Why is it that the mention of the word “death” is so frightening to us? Is it the separation? The finality? Is it the fear of the unknown? Certainly, all of these play a role in promoting fear of death. But, death is a part of life. For the Christian, it holds a magnetic allure of anticipation. Knowing what will happen after, the opportunity to have a new body, an immortal one that will never need medical assistance. Never will there be decay. Knowing all that, Paul said, “When the perishable puts on the imperishable, and the mortal puts on immortality, then shall come to pass the saying that is written: ‘Death is swallowed up in victory.’ ‘O death, where is your victory?

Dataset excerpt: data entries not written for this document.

PR #214, opened 2017-09-29
[10.0] Pay invoice on PoS session

etobella:
This module allows to assign customer and provider invoices in point of sale sessions in order to pay them. Payments are reconciled automatically with the invoice.

It is useful when providers are paid with cash from the PoS. Also when you try to receive payment from an existing customer invoice.

PR #217, opened 2017-10-09
[11.0]][mig][account_cash_invoice]

JordiBForgeFlow:
Migration to v11. 

Account Cash Invoice
====================

This modules allows to pay an existing Supplier Invoice / Customer Refund, or
to collect payment for an existing Customer Invoice from a Cash Statement.

Usage
=====

#.  Go to *Settings* and activate the developer mode.
#.  Go to *Settings / Users & Companies / Users* and set the flag
    'Show Full Accounting Features'.
#.  Go to *Invoicing / Dashboard* and create and/or open an existing
    Cash Statement from a Cash Journal.
#.  Press the button **Pay Invoice** to pay a Supplier Invoice or a Customer
    Refund. You will need to select the expected Journal
#.  Select **Collect Payment from Invoice** in to receive a payment of an
    existing Customer Invoice or a Supplier Refund.
#.  Press **Validate** on the statement. The payment will then be reconciled
    with the invoice.


JordiBForgeFlow:
cc @rgarnau @mreficent @etobella

etobella (approved):
LGTM

HviorForgeFlow:
LGTM :+1:

HviorForgeFlow (approved):

legalsylvain (changes requested):
Hi @jbeficent,

Some questions : 
In the readme, the name is PoS Pay invoice and in the manifest, it' is account cash invoice. 
I think the second one is the good one, don't you think ? 

Also I don't understand the description, as this module depend on account (and not Point of sale)
This modules allows to pay an existing Supplier Invoice / Customer Refund, or
to collect payment for an existing Customer Invoice, using the PoS
backend session.

General question : why this module is in pos repository, and not better in account-invoicing repository.

Thanks.

account_cash_invoice/__manifest__.py
```diff
@@ -0,0 +1,21 @@
...
+    'name': 'Account cash invoice',
+    'version': '11.0.1.0.0',
+    'category': 'Account',
+    'author': "Creu Blanca,"
+              "Odoo Community Association (OCA)",
+    'website': 'https://github.com/OCA/pos',
+    'summary': 'Pay and receive invoices from bank statements',
+    "license": "LGPL-3",
+    'depends': [
+        "account",
```
rgarnau: I had to install account_invoicing in order to use this module. Maybe it should depend on this instead of account?

rgarnau (commented):
Code and functional review :+1: (Just one comment)

JordiBForgeFlow:
@legalsylvain You're right. I have changed the module description in the readme. As for the repo it should exist in, we decided to use POS because this module is very much used in the context of POS. We think that it is rarely going to be used as standalone.

JordiBForgeFlow:
@legalsylvain Having both modules in the same repo will make it easier for people to test, IMHO

account_cash_invoice/__manifest__.py
JordiBForgeFlow: I agree. I have made the change. Thanks

legalsylvain:
Hi @jbeficent, thanks for your answer. Well, the description is pretty clear it is an accounting module.
> This modules allows to pay an existing Supplier Invoice / Customer Refund, or
to collect payment for an existing Customer Invoice from a Cash Statement.

So nothing to do with point of sale. For me it should be in some repo like https://github.com/OCA/account-payment (or maybe account-invoicing). 

I understand that it is used by a pos module, but it has nothing to do with pos. Nobody will try to look into PoS repository if he's searching such feature. 

> @legalsylvain Having both modules in the same repo will make it easier for people to test, IMHO.

we can test via runbot : in the second PR it is possible to reference the PR in accounting repository, in the requirements file. 

:-1: about the repository. But :+1: about this must have feature !

rgarnau (approved):

legalsylvain:
I so close this PR for the time being, as it is pretty clear that is not the good place for it. Please keep me in touch when you do the PR against the good one. i'll review it quickly.

Sorry for the extra work. I was on Hollydays during #214 and so I didn't have the possibility to alert about that point. 

kind regards.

O death, where is your sting?’” (1 Corinthians 15:54–55 ESV) These verses tell us that when the day comes of our departure, with all the dread we may have incurred about it throughout our lives, once it happens, the first thing we will think is, “Why, that was no big deal! There was no sting like everybody said it would be, only victory!!”
Death can hold promise of greater things. While it is not ours to determine who will or will not be there, heaven holds much attraction to us due to the earnest belief that obedience to God’s Word will bring about that end. Thus, we ascribe ourselves to this eventuality with anticipation of being forever more with God.